🤖 AI Summary
To address data scarcity, poor uncertainty calibration, and limited interpretability in cyclic peptide membrane permeability prediction, this work proposes the Monomer-aware Decoupled Global Alignment Kernel (MD-GAK) and its variant incorporating triangular positional priors (PMD-GAK). Methodologically, MD-GAK decouples local residue matching from gap penalties, jointly modeling chemical similarity, sequence alignment, and monomer-specific properties, while PMD-GAK further enhances structural awareness via learned positional priors.

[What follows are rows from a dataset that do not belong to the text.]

PR #6898, opened 2024-07-09
Configuration fix/enhancement

CheeseTurtle:
# In `configs.setup` function
 
`tbl_deep_extend` `config.modules` with `user_data.modules` rather than with `user_data`. This not only avoids introducing unnecessary/non-module items into `config.modules`, but also correctly processes `user_data` tables that correctly follow the `TSConfig` type definition specified in the annotations.

# In `nvim-treesitter.setup` function

Added optional parameters to pass to `configs.setup()` so that `require"nvim-treesitter".setup(opts)` works as expected.

### DIFF
--- a/lua/nvim-treesitter.lua
+++ b/lua/nvim-treesitter.lua
@@ -9,11 +9,13 @@ require "nvim-treesitter.query_predicates"
 
 local M = {}
 
-function M.setup()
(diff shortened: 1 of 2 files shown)


clason:
Thank you, but the whole modules system is deprecated and will be removed in 1.0.

CheeseTurtle:
You don't think it's worth repairing this in the meantime?

clason:
I haven't seen anything that's worth repairing so far? Can you explain what exactly the problem is you're trying to solve?

PR #6901, opened 2024-07-10
fix(idl): fix break changes

cathaysia:


queries/idl/highlights.scm
```diff
@@ -106,7 +106,11 @@
 
 (boolean_literal) @boolean
 
-(number_literal) @number
+[
+  (integer_literal)
+  (floating_pt_literal)
+  (fixed_pt_literal)
```
clason, line 112: Those should be `@number.float` (at least the first one).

Both kernels are embedded within a Gaussian process framework to enable probabilistic predictions—retaining robustness under low-data regimes while substantially reducing uncertainty calibration error. Experiments demonstrate that our approach outperforms existing state-of-the-art models across multiple benchmark metrics, achieving superior predictive accuracy and more reliable uncertainty quantification. All code and experimental protocols are fully reproducible.
📝 Abstract
Cyclic peptides are promising modalities for targeting intracellular sites; however, cell-membrane permeability remains a key bottleneck, exacerbated by limited public data and the need for well-calibrated uncertainty. Instead of relying on data-eager complex deep learning architecture, we propose a monomer-aware decoupled global alignment kernel (MD-GAK), which couples chemically meaningful residue-residue similarity with sequence alignment while decoupling local matches from gap penalties. MD-GAK is a relatively simple kernel. To further demonstrate the robustness of our framework, we also introduce a variant, PMD-GAK, which incorporates a triangular positional prior. As we will show in the experimental section, PMD-GAK can offer additional advantages over MD-GAK, particularly in reducing calibration errors. Since our focus is on uncertainty estimation, we use Gaussian Processes as the predictive model, as both MD-GAK and PMD-GAK can be directly applied within this framework. We demonstrate the effectiveness of our methods through an extensive set of experiments, comparing our fully reproducible approach against state-of-the-art models, and show that it outperforms them across all metrics.